1. Field of the Invention
This invention relates generally to a unipolar phase DC brushless motor and, more particularly, it relates to a staggered pulse width modulation (PWM) apparatus and method for electromagnetic interference (EMI) minimization in a unipolar phase DC brushless motor.
2. Background of Related Art
In any four (4), or five (5) phases, of a unipolar brushless DC motor, only two of the motor phases are energized at any given time. For instance, in a four (4) phase motor (essentially a two phase motor), only two motor phases are energized at any given time resulting in only fifty (50%) percent of the copper being utilized at any given time during operation of the motor. Likewise, in a five (5) phase motor, only two (2) motor phases are energized at any given time during operation of the motor.
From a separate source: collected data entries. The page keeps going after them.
PR #12210, opened 2026-06-12
feat(chat): parse and display inline suggestions from agent responses

Hailong-am:
### Description

Add support for parsing `SUGGESTIONS:["..."]` from the last line of assistant messages and displaying them as selectable suggestion bubbles in the chat UI.

When the agent appends a `SUGGESTIONS:["action1","action2"]` line to its response, the chat plugin:
1. Strips it from displayed markdown (including during streaming)
2. Renders selectable suggestion bubbles below the message
3. Clicking a bubble toggles selection and appends/removes from the chat input (separated by `;`)
4. Only inline suggestions affect input; custom provider suggestions execute their action directly

### Issues Resolved

_N/A - New feature_

## Screenshot

image

image

## Testing the changes

1. Start the dev server with the chat plugin enabled
2. Ask the agent a question (e.g., "show me 10 documents")
3. Verify the `SUGGESTIONS:` line is not visible in the rendered message
4. Verify suggestion bubbles appear below the last assistant message
5. Click a suggestion — it should append to the input with `;` separator and show a check icon with green border
6. Click the same suggestion again — it should deselect and remove from input
7. Run unit tests: `yarn test:jest src/plugins/chat/common/parse_inline_suggestions.test.ts`

### Check List

- [x] All tests pass
  - [x] `yarn test:jest`


wanglam (dismissed):

src/plugins/chat/public/components/chat_suggestions.tsx
```diff
@@ -81,14 +86,39 @@ const SuggestionBubble: React.FC<SuggestionBubbleProps> = ({
...
 }) => {
   const { suggestedActionsService, chatService } = useChatContext();
 
   const [customSuggestions, setCustomSuggestions] = useState<SuggestedActions[]>([]);
   const [isLoadingCustomSuggestions, setIsLoadingCustomSuggestions] = useState(false);
+  const [selectedMessages, setSelectedMessages] = useState<Set<string>>(new Set());
+
+  // Reset selection state when the message changes
+  useEffect(() => {
+    setSelectedMessages(new Set());
```
ruanyl: If a user selects a suggestion (appending it to the input), then manually backspaces or clears the input field, will the bubble remains visually selected?

src/plugins/chat/public/components/chat_suggestions.tsx
```diff
@@ -117,27 +147,51 @@ export const ChatSuggestions = ({
     loadCustomSuggestions();
   }, [suggestedActionsService, chatService, messages, currentMessage]);
 
-  if (isLoadingCustomSuggestions || customSuggestions.length === 0) {
+  const hasUserTypedInput =
+    !!(inputValue && inputValue.trim().length > 0) && selectedMessages.size === 0;
+  const visibleInlineSuggestions = hasUserTypedInput ? [] : inlineSuggestionActions;
+  const allSuggestions = [...visibleInlineSuggestions, ...customSuggestions];
+
+  if (isLoadingCustomSuggestions || allSuggestions.length === 0) {
```
ruanyl, line 146: Is it expected to return `null` if is loading but has inline suggestions?

Hailong-am: `isLoadingCustomSuggestions` will finally changed to false in line [143](https://github.com/opensearch-project/OpenSearch-Dashboards/pull/12210/changes#diff-9947e6794350735843222d4c6e8a33c542afcf37a12e57bd52557007f9a7726fR143)
```
   } finally {
        setIsLoadingCustomSuggestions(false);
      }
```

ruanyl: I see, so inline suggestion won't show if custom suggestion is loading, maybe not a big issue

src/plugins/chat/public/components/chat_suggestions.tsx
Hailong-am: It shouldn't be. Change the logic to match the input with suggestion text, if input contains suggestion text then it will show as selected, otherwise show as deselected.

SuZhou-Joe (approved):

SuZhou-Joe:
Have we considered using tool for suggestion generation?

Hailong-am:
> Have we considered using tool for suggestion generation?

How would that works? Is it something like a workflow, the last step is calling tool suggestion generation tool?

SuZhou-Joe:
May not be a workflow, more like a tool with instruction to include suggestions after the final answer.
```
tools = [{
      "name": "suggest_followups",
      "description": "Always call this after answering. Provide 2-3 natural follow-up questions.",
      "input_schema": {
          "type": "object",
          "properties": {
              "suggestions": {
                  "type": "array",
                  "items": {"type": "string"},
                  "minItems": 2,
                  "maxItems": 3
              }
          },
          "required": ["suggestions"]
      }
  }]
```

ruanyl (approved):

Hailong-am:
> May not be a workflow, more like a tool with instruction to include suggestions after the final answer.
> 
> ```
> tools = [{
>       "name": "suggest_followups",
>       "description": "Always call this after answering. Provide 2-3 natural follow-up questions.",
>       "input_schema": {
>           "type": "object",
>           "properties": {
>               "suggestions": {
>                   "type": "array",
>                   "items": {"type": "string"},
>                   "minItems": 2,
>                   "maxItems": 3
>               }
>           },
>           "required": ["suggestions"]
>       }
>   }]
> ```

Make sense. LLM may not always invoke this tool at the last, i could have some test with this approach to see how it works.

FIG. 24 is a graph illustrating the conventional technique of simultaneously energizing the active phases of a unipolar brushless DC motor when pulse width modulation (PWM) is used.
In particular, since the supply current ripple of the motor is proportional to the current in the two (2) motor phases which are switched on simultaneously, there is a significant contribution to high frequency electromagnetic interference (EMI) on the motor supply leads. The electromagnetic interference is typically due to noise caused by the rate of change in supply current (di/dt) in the high power stage of a printed circuit board (PCB) where high inductance exists. Generally, high impedance traces exist because of space limitations placed on designers to provide a high power electronic motor package in minimal packaging space.
FIGS. 25A to 25D show a modulation of the width of each of the pulses within the activation phase shown in FIG. 24. In particular, FIGS. 25A and 25B show the same pulsed signals in an activation phase, with each of the pulsed signals having a duty cycle of less than 50%. FIGS. 25C and 25D show pulsed signals having a duty cycle of greater than 50%.
Conventional techniques have attempted to minimize electromagnetic interference from motors. For instance, U.S. Pat. No. 5,440,214 to Peeters (hereinafter `Peeters`) discloses drive control and interface apparatus for driving a stepper motor. The drive control and interface apparatus of Peeters attempts to minimize possible electrical noise spikes by turning the drives on and off with a fixed delay between the turn on and turn off times. Unfortunately, Peeters does not address minimization of noise harmonics due to variations in line current when two phases are turned on, nor when the current in both coils increases simultaneously.
U.S. Pat. No. 5,666,042 to Lewis discloses a switching current spike limiter for a three phase coupled inductor conductive battery changer. The current spike limiter of Lewis includes a PWM driver which boosts the voltage by pulse width modulating the lower switches in a concurrent or staggered fashion. Unfortunately, Lewis fails to disclose details regarding the staggering, e.g., whether the staggering is conducted with a fixed or variable delay, nor the intended purpose of the staggering of the pulses. Furthermore, the current spike limiter of Lewis relates specifically to a battery charger, not to a drive for a motor.
Accordingly, there exists a need for providing a motor drive which minimizes EMI in a unipolar or bipolar phase DC brushless motor. Moreover, there is a need for providing a motor drive which minimizes noise harmonics caused by an increase in the supply current during the time the current in two coils is increasing.